**Requirement:**
After locating the line with "### Possible Drawbacks" in the data that follows, return it and every later line exactly, up to and including the line with "### Release Notes".

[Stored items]
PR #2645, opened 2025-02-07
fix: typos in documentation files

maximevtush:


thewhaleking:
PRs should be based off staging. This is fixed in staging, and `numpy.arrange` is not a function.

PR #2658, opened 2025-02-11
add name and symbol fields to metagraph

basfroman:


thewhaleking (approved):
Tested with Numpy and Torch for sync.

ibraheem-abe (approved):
...
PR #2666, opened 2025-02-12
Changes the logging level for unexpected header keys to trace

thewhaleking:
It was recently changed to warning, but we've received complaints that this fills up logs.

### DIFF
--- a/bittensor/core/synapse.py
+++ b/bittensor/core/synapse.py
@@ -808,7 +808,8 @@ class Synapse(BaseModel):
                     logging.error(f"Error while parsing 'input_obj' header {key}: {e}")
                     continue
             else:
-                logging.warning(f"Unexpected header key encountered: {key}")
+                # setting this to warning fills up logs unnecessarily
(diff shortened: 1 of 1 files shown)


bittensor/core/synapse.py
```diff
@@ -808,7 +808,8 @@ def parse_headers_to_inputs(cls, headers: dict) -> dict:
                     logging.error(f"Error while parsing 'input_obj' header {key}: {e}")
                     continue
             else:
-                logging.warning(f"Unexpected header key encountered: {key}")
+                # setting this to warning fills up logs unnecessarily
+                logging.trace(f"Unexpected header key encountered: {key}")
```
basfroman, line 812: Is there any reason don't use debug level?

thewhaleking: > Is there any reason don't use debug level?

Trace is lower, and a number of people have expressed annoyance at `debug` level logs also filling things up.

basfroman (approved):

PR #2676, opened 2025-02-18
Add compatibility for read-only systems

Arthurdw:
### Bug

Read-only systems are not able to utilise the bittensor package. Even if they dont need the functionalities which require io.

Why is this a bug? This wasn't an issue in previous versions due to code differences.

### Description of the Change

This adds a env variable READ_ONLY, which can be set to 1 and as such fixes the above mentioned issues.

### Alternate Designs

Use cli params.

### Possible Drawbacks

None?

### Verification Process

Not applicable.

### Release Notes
---
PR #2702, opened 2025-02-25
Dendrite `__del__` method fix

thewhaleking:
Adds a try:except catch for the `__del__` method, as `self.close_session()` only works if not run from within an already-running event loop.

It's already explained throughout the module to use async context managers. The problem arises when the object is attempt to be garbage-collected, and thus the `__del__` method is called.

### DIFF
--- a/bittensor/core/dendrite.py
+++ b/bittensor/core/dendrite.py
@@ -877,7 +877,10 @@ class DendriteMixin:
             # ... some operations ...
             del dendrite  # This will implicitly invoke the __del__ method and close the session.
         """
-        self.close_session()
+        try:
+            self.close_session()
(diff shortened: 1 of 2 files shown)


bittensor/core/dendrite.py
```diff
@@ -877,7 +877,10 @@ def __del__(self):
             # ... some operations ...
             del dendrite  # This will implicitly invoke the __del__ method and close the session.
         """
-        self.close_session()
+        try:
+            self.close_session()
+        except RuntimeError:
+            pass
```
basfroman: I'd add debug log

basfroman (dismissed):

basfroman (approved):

**Result of this task:**
### Possible Drawbacks

None?

### Verification Process

Not applicable.

### Release Notes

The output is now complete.